▶ EXERCISE MATERIAL:

<<<<

PR #1095, opened 2026-06-03
Add WSTRING prep that doesn't touch the container format

garretfick:
Three purely-additive moves toward WSTRING that don't depend on the upcoming `STRING_HEADER_BYTES` 4 -> 6 / `FORMAT_VERSION` 2 -> 3 bump:

1. `StringType::char_width()` on `ironplc-dsl`, returning `CharWidth` from `ironplc-container`. The analyzer drops its local `char_width_for` helper and uses the method instead. Adds an `ironplc-container` dep on `ironplc-dsl`.
2. `ConstType::WStr = 7` enum variant plus `ConstEntry::wstring()` constructor, `ConstType::char_width()` accessor, and read/write/ `get_str` support that treats `WStr` the same as `Str` on the wire. No codegen path emits `WStr` yet, so no v2 file ever contains one -- the format version does not move.
3. The `Wide` arm of `encode_string_literal` is implemented as UTF-16LE (`(ch as u16).to_le_bytes()` per char, BMP only per ADR-0016) instead of `unreachable!`. No caller passes `Wide` yet.

Each move lands shape, not behavior, so the upcoming format-bump PR can focus exclusively on the wire-format break.

https://claude.ai/code/session_016gH2cPtk793rzYjAJcYftX


compiler/dsl/Cargo.toml
```diff
@@ -12,6 +12,7 @@ maintenance = { status = "experimental" }
 
 [dependencies]
 time = "0.3.47"
+ironplc-container = { path = "../container", version = "0.217.0" }
```
garretfick: This dependency isn't right. The dsl shouldn't depend on the container format.

garretfick: Good call — fixed in 79bba4d. Dropped the `ironplc-container` dependency from `ironplc-dsl` entirely and removed the `StringType::char_width()` method (its only purpose was to return `CharWidth`). The `StringType → CharWidth` mapping moves back to the analyzer-local `char_width_for` helper, where both `StringType` (dsl) and `CharWidth` (container) are already in scope, so the syntax tree no longer depends on the wire-format crate. The other two additive moves (`ConstType::WStr` and the UTF-16LE `encode_string_literal` arm) are unchanged. `cd compiler && just` is green.

---

compiler/container/src/constant_pool.rs
```diff
@@ -139,13 +148,15 @@ impl ConstantPool {
...
+    /// Gets a string value (raw bytes) from the constant pool at the given
+    /// index. Accepts both [`ConstType::Str`] (Latin-1) and
+    /// [`ConstType::WStr`] (UTF-16LE) entries.
     pub fn get_str(&self, index: ConstantIndex) -> Result<&[u8], ContainerError> {
         let entry = self
             .entries
             .get(index.raw() as usize)
             .ok_or(ContainerError::InvalidConstantIndex(index))?;
-        if entry.const_type != ConstType::Str {
+        if !matches!(entry.const_type, ConstType::Str | ConstType::WStr) {
```
garretfick: This idea of `matches` shows up in two places. Can we replace this with a function on ConstType that is `is_string_like`?

garretfick: Done in fbaaef8. Added `ConstType::is_string_like()` (returns true for `Str`/`WStr`) and used it to replace the duplicated `matches!(.., ConstType::Str | ConstType::WStr)` checks — three call sites collapse onto it: `get_str`, `read_from`, and the `primitive_le` debug-assert. The one remaining `Str | WStr` pattern is the `bytes()` match arm, which is a value-dispatch (returns `&str_value`) rather than a boolean test, so it stays a match arm. Added a unit test covering all eight variants. `cd compiler && just` is green.

---

PR #1105, opened 2026-06-11
Finish end-to-end WSTRING support

garretfick:


compiler/analyzer/src/rule_string_encoding_compat.rs
```diff
@@ -0,0 +1,316 @@
...
+    match &expr.kind {
+        ExprKind::Variable(var) => named_variable_encoding(var, string_vars),
+        _ => None,
+    }
+}
+
+/// Human-readable type name for an encoding, for the diagnostic context.
+fn encoding_type_name(encoding: &StringType) -> &'static str {
+    match encoding {
+        StringType::String => "STRING",
```
garretfick: Why not put this with the StringType enum itself?

garretfick (commented):
See comment

compiler/analyzer/src/rule_string_encoding_compat.rs
garretfick: Good call — moved it onto the enum as `StringType::keyword()` in `dsl/src/common.rs` and dropped the local helper. Done in 98fe462.

---

PR #1106, opened 2026-06-12
Codegen: emit VAR_NAME debug entries for function-local variables

garretfick:
## Summary

Layer 1 debugger work (`specs/design/debugger-support.md`). Until now, debug-section `VAR_NAME` entries (Tag 2) were emitted **only** for program/global-scope variables — every parameter and local inside a user-defined `FUNCTION` or `FUNCTION_BLOCK` body was invisible to the debug section. This closes Gap #2 (variable scope info) for the non-global case, which is what the DAP `scopes` / `variables` requests need to populate the Variables pane for a stack frame.

Each emitted entry carries:
- the **owning `function_id`** (not `GLOBAL_SCOPE`), so a debugger can attribute a slot to the frame that owns it;
- the real IEC `var_section` (VAR_INPUT / VAR_OUTPUT / VAR_IN_OUT / VAR / VAR_TEMP);
- the `iec_type_tag`, name, and source-level `type_name`.

The container format already had the `function_id` / `var_section` fields and round-trips them, so this is **codegen-only** — no format, VM, or VS Code changes.

## Details

- `compile_fn.rs`: a small `push_local_var_name` helper records an entry at each slot-assignment site — input params, locals, and FB fields in `compile_user_function` / `compile_user_function_block`.
- The function **return variable** is modeled as `VAR_OUTPUT` so a debugger surfaces it in the "Outputs" scope (per the section→DAP-scope table in the design doc). FB bodies have no return variable.
- `compile_setup.rs`: `map_var_section` is now `pub(crate)`, plus two new helpers `debug_type_for_decl` / `debug_type_for_return` mirror the global path's best-effort type resolution (composite types fall back to `OTHER`, exactly as globals do). No change to the existing global emission.

The variable table is globally partitioned (each POU's `var_offset` advances past the previous), so indices are already globally unique; the `function_id` tag is what lets a debugger group a frame's variables.

## Plan

`specs/plans/2026-06-11-debug-info-function-local-variables.md` (committed first).

## Out of scope (deferred)

- FB type/field name tables (Tags 4/5, design Gaps #5/#6) — Phase 5.
- DAP server, stepping, breakpoints, VS Code adapter — later phases.

## Test plan

- [x] `cd compiler && just` exits 0 (compile, coverage ≥ 85%, clippy, fmt, dupes).
- [x] New `end_to_end_debug_var_names.rs` — 4 tests through the real `compile()` path:
  - function params/local/return carry the function's id and correct sections/tags;
  - FB body input/output/local entries carry the FB body's id;
  - globals keep `GLOBAL_SCOPE` while function locals are owned by the function (no regression / leak);
  - two functions each own their own parameter with distinct ids and indices.

https://claude.ai/code/session_014FrPMDCLhcTZ7tTWEte2LF

---
_Generated by [Claude Code](https://claude.ai/code/session_014FrPMDCLhcTZ7tTWEte2LF)_


compiler/codegen/src/compile_fn.rs
```diff
@@ -22,12 +23,38 @@ use super::compile::{
...
 
+/// Records a debug [`VarNameEntry`] for a function- or FB-local variable
+/// (parameter or local) owned by `function_id`. Mirrors the program/global
+/// emission in `compile_setup::assign_variables`, but tags the entry with
+/// the owning function so a debugger can filter a frame's variables to the
+/// current stack frame (plus globals).
+fn push_local_var_name(
+    ctx: &mut CompileContext,
+    var_index: VarIndex,
+    function_id: u16,
```
garretfick: I thought function IDs here have a specific type. What's missing?

PR #143, opened 2018-06-29
Escaping doublequotes in en-GB.plg_system_actionlogs.ini

infograf768:
As title says.
Can be merged on review


joomdonation:
Can we use single quote like how we use it en-GB.plg_actionlog_joomla.ini https://github.com/joomla-projects/privacy-framework/blob/dev/privacy/administrator/language/en-GB/en-GB.plg_actionlog_joomla.ini#L35 ?

infograf768:
We could, but why not using doublequotes as we can.
I know that in French language I prefer to use the single quotes elsewhere than in href in order to separate them clearly.

PR #156, opened 2018-07-05
Various fixes to com_actionlogs

Hackwar:
### IP filtering
Right now the IP address is filtered and all non-numeric characters are removed. This sets the Input filter to raw and then applies filter_var() on the result.

### CSV export
Some messages weren't translated when doing the CSV export because the translation files are loaded when translating the extension name, but that happened only after the messages were translated.

### Improve list layout
The list layout still had some older code. This should get this up to par with the rest of the core components. Meh, maybe not 100%...

Just wanted to provide at least one small first PR. :smile:


administrator/language/en-GB/en-GB.com_actionlogs.ini
```diff
@@ -23,6 +23,7 @@ COM_ACTIONLOGS_EXTENSION_FILTER_DESC="Search in the User Action logs by extensio
 COM_ACTIONLOGS_IP_ADDRESS="IP Address"
 COM_ACTIONLOGS_IP_ADDRESS_ASC="IP Address ascending"
 COM_ACTIONLOGS_IP_ADDRESS_DESC="IP Address descending"
+COM_ACTIONLOGS_IP_INVALID="IP invalid"
```
brianteeman: Typical English and not following any logic. Please can you change to 

Invalid IP

Hackwar:
I renamed addLogsToDb to addLog now, too.

administrator/language/en-GB/en-GB.com_actionlogs.ini
Hackwar: done

Issue #159, opened 2018-07-06
Wrong link in Latest Actions panel


Hackwar:
From comment by @neo191987 https://github.com/joomla/joomla-cms/pull/20800#issuecomment-403025252

Hi, I'm a new tester here. I found several problems in the new feature "Latest Actions"
When I create a menu item from the administration in the module "Latest Actions", will show the following:
User test trashed the menu item Create Request, Confirm Request or Extend Consent.
Clicking on the links: Create Request, Confirm Request or Extend Consent
I will get this error: Invalid controller: name='menu_item', format=''

Hackwar:
Closing since we have a (working) PR #183

PR #183, opened 2018-07-07
Fix wrong items link in action logs

joomdonation:
Pull Request for Issue #159.

### Summary of Changes
This PR fixes wrong links to item edit page of several content types in action logs (Menu item, access level, banner client). Basically, instead of using type_title (menu_item, access_level, banner_client), we use type_alias (com_menus.item, com_users.level, com_banners.client) to detect content type to generate link to item edit page of each content type.

### Testing Instructions
1. Add new access level
2. Access to action logs component, note that the link to access level is causing error
3. Apply patch, add new access level, confirm that the link to that access level in action logs is now correct
4. Add new article, then check and make sure link to that article in action log is correct, too.


Hackwar:
Tested and works as expected. Do we need 2 testers?

Closing #159, since we have this working PR.

alikon:
i think your test is more than enough :smile:

PR #185, opened 2018-07-07
Make sure the language of com_privacy is loaded as it is not running as plugin

zero-24:
Pull Request for Issue https://github.com/joomla/joomla-cms/pull/20800

### Summary of Changes

Make sure the language of com_privacy is loaded as it is not running as plugin. I'm not sure if that is the right spot. But even in the helper class it is not correct or what do you think?

### Testing Instructions

Do some com_privacy actions

### Expected result

image

### Actual result

image

None


mbabker:
I'd almost suggest `ActionlogsHelper::loadActionLogPluginsLanguage()` should have this call in it.

zero-24:
implemented as suggested.

Issue #192, opened 2018-07-08
Privacy Policy Message in Register Form


coolcat-creations:
<img width="688" alt="grafik" src="https://user-images.githubusercontent.com/828371/42422910-20dd603a-82f0-11e8-83c7-2bbf561f5cd0.png">

Would be great to be able to use JTEXT here for other languages.

brianteeman:
would be great but not possible. It's an issue with joomla and how the field was coded originally see #12793

coolcat-creations:
but how can one insert here text in the sitelanguage? If you refer to https://github.com/joomla/joomla-cms/issues/12793 thats not the default value i am speaking about. I put in a PRIVACY_MY_TEXT string and added it into the overrides but it's not translated.

coolcat-creations:
I see, so it IS translateable but was coded that way that I can't use an own string. I think It should be easy to use an own string, because it's not about #12793 - you can just wrap a JTEXT around the output and it will be translated if an override is available.

brianteeman:
as explained on your pr that doesnt work

coolcat-creations:
How did you test this for me it did work ?

brianteeman:
yes sorry I was getting confused with #12793 That "bug" was the reason that its a hint and not a default value.

PR #193, opened 2018-07-08
Update privacy.php

coolcat-creations:
Add possibility for own JTEXT Key

Pull Request for Issue #192 

### Summary of Changes
Wrapped the Message in JTEXT so the user can define an own string too.

### Testing Instructions
Edit the Privacy Consent Plugin and insert a MY_CONSENT_TEXT string into the message box
Add overrides for your languages

### Expected result
The Registration form shows your translated strings even if you don't use the official string

### DIFF
--- a/plugins/system/privacyconsent/field/privacy.php
+++ b/plugins/system/privacyconsent/field/privacy.php
@@ -40,7 +40,7 @@ class JFormFieldprivacy extends JFormFieldRadio
 	{
 		$privacynote = !empty($this->element['note']) ? $this->element['note'] : Text::_('PLG_SYSTEM_PRIVACYCONSENT_NOTE_FIELD_DEFAULT');
 
-		echo '<div class="alert alert-info">' . $privacynote . '</div>';
+		echo '<div class="alert alert-info">' . Text::_($privacynote) . '</div>';
 
 		return parent::getInput();
 	}


brianteeman:
but this prevents you simply typing in some content forcing everyone to create a language string override even on a single language site

coolcat-creations:
No, you can type in a simple text too- No need to create a language string

brianteeman:
um - yes i see - that but how is this different to the current instructions

> Note for Multilingual sites. If you use the default text then it will be displayed in the user's language. It is not possible to translate the custom text. If you wish to customise the text and display it in multiple languages then you should leave this field blank and use the Joomla language override facility to customise the PLG_USER_PRIVACYCONSENT_NOTE_FIELD_DEFAULT language string for each language installed.

brianteeman:
I must be missing something here - because to me you are just offering a way to create a new constant that needs to be overridden instead of simply using the already defined constant

coolcat-creations:
It's adding few characters of code to make it more flexible. The defined constand can be always the fallback but that way was my intuitive attempt to use that field...

brianteeman:
sorry I still dont get what is different

mbabker:
To me it's extra flexibility with needless complexity.  To me it's a more consistent experience if you're translating the same constant on every site versus having to lookup the reference constant to translate on a per-site basis.  So I honestly don't think there's much to be gained here.

brianteeman:
This functionality would have to be added to every field that accepts input other wise people will think they can enter language constants there. Consistency has to win. So sorry but I am closing this

coolcat-creations:
Ok, but then you should mention the right constant on that page instead of having the user look it up in the documentation.

brianteeman:
No, for so many reasons, that we already discussed everywhere in joomla. The documentation is the place for this not the UI

PR #53, opened 2018-05-27
Export Data from Request List

mbabker:
Pull Request for Issue #3

### Summary of Changes

This adds the architecture to collect data for an export information request and give the site owner a downloadable document.  Notable changes:

- Extends `Joomla\CMS\Document\XmlDocument` to configure whether it serves an inline document or an attachment (downloads the file)
- Adds the `onPrivacyExportRequest` event which receives one parameter, the `PrivacyTableRequest` object representing the request being processed
- Adds the `plg_privacy_user` plugin to process the core user data

### Testing Instructions

With this branch/patch installed and a valid export request in place, hit the export button on the requests list view to process the request and download the data, you should get a valid XML document with all available data.

#### Plugin Event Handler

It is the responsibility of plugins listening to the `onPrivacyExportRequest` event to create and return an array of `PrivacyExportDomain` objects containing all of the data to be exported.  As seen in the `PrivacyExportDomain` class, it and the object it uses are all rather simple data transfer objects to enforce a consistent data structure.  Similar to the capability reporting system, these plugins are read and append only, so they are not able to modify the information returned by other plugins.

#### Privacy Plugins

It is suggested that privacy plugins extend the `PrivacyPlugin` class in the component.  This gives access to a bunch of shortcut helpers to create the data objects used for the export process.  This isn't a hard requirement but if you want to do these functions yourself then more power to you.

#### XML Document

The XML document that is generated (and some of the terminology) is very loosely modeled on the Akeeba data compliance component structure primarily because the use of XML here is going to be one of the most flexible options since items can have an indeterminate number of fields so it makes use of "standardized" formats (CSV for example) impractical.

#### Model Data Return

Purposefully I'm having the MVC model class return the collection of data objects versus the model (and inherently the plugins) being forced into a single format.  This leaves a little flexibility in how the exported data is processed (i.e. someone could come along and write a plugin generating a HTML document that's a bit more user friendly to consume).

PR #196, opened 2018-07-09
a11y requests

brianteeman:
Make sure the links to export data, email data etc are announced correctly to a screenreader

They probably should be buttons as well and not a links styled as buttons but for some reason I couldnt get that to work


mbabker:
> They probably should be buttons as well and not a links styled as buttons but for some reason I couldnt get that to work

I tried once upon a time.  Let's just say the core UI tooling doesn't handle some of the cases we're throwing at it here so instead of trying to explain why one "button" is a link and the rest are "proper" buttons everything is just button styled links (https://github.com/joomla-projects/privacy-framework/pull/53#issuecomment-392591464 and https://github.com/joomla-projects/privacy-framework/pull/53/commits/60b8c2969fa02aa23760dfcc727b1a889058a2f8)

brianteeman:
Thanks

>>>>

▶ WORK TO BE COMPLETED:
Within the data, how many lines hold the word "real"? State only that number.

▶ REPLY TO THE TASK:
2